Everybody remembers two.
They’re so memorable because they’re so simple (and, admittedly, because it was pretty damn cute to watch that vacuum talk like a toddler). This much is clear.
But they’re also so memorable because they’re so universal. Everyone’s phoned home.
What aisle do you find baking soda in? Phone home.
It’s Christmas. Phone home.
You crashed your car? Phone home.
Whatever happened to your Beanie Baby collection? Phone home.
It’s Sunday morning.
[Ed. note: Stevie Spielberg did a much better job hammering this point home.]
Yesterday, my folks disconnected their landline.
It is a move I could not support more. Both Mother Bar and Father Bar have cell phones and never use the landline outside of talking to family and dodging telemarketers whose companies still think they can be a viable source of revenue. Really, I should be as outraged at my parents for keeping the landline this long as I was when I found out a few years ago that my pop was still paying to use email.
Disconnecting the landline is the only rational decision to make.
But when my Ma texted me yesterday morning to let me know that they had finally done it, that the number was no longer in service, it broke me up a little bit.
There would be no more phoning “Home”.
There would be phoning “Dad”. There would be phoning “Mom”.
But there would be no more phoning “Home”.
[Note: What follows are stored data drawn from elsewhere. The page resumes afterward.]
PR #1211, opened 2021-02-24
CI against Rails 6.1.2

yahonda:
- "Rails 6.1.2 has been released!"
https://weblog.rubyonrails.org/2021/2/9/Rails-6-1-2-has-been-released/


yahonda:
My bad. The target version should be 6.1.3.

PR #1218, opened 2021-03-31
Fix :default option in Translate.attribute method

coreyaus:
At the moment it's possible to pass a default translation (or translation key) to the Ransack::Translate.attribute method, however it is never actually accessed given the existing fallback using interpolated attribute/predicate names. Those interpolated strings are either "%{attributes}" or "%{attributes} %{predicate}", which never return nil. Any value passed to options[:default] is added to the end of the defaults array (after those never-nil interpolated strings), and as a result the default that is specifically supplied by the user of the gem is never actually accessed or output. This pull request is aimed at resolving that (ever-so-slight) bug


seanfcarroll:
Looks good, thank you @coreyaus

Ultimately, it’s an issue in nomenclature alone. When I was calling home up through yesterday, I was really only calling Mom, or calling Dad, or calling one of my siblings doing their best Mom or Dad impression, trying to pull a fast one that’s never funny but always funny. The function, purpose and content of these phone calls will not change at all; this is a matter of semantics, and a trivial one at that.
Really, I’m fortunate to still have a home to call, even if it’s by means of a calling Mom or calling Dad. I’m fortunate to still have a Mom and Dad to call in the first place.
But damn if it wasn’t something going into my phone and deleting “Home” with the knowledge that it wouldn’t be returning until I made a new one for myself.
There’s a very small part of me that wants to rail against technology, rail against advancements for this stupid, precarious bit of feels. I know that part of me is a dumb idiot, though, that it’d be deferring to the curmudgeon as a crutch to handle the unpleasantness of change. Nothing is really happening, I’m being melodramatic, and this is the natural progression of such things. There isn’t anything to be mad at.
Heck, I’m sure there was a candy columnist at a newspaper in the 1920s who dedicated entirely too many words to his disappointment at the P.O. Box system.
I still feel weird about it.
“E.T. … search contacts?”
– “Like a Kit Kat for grownups.” –Nate Bar
– It’s a pretty good description. Slight coffee notes, Kit Katty crisp, just more delicate and refined. Delicious.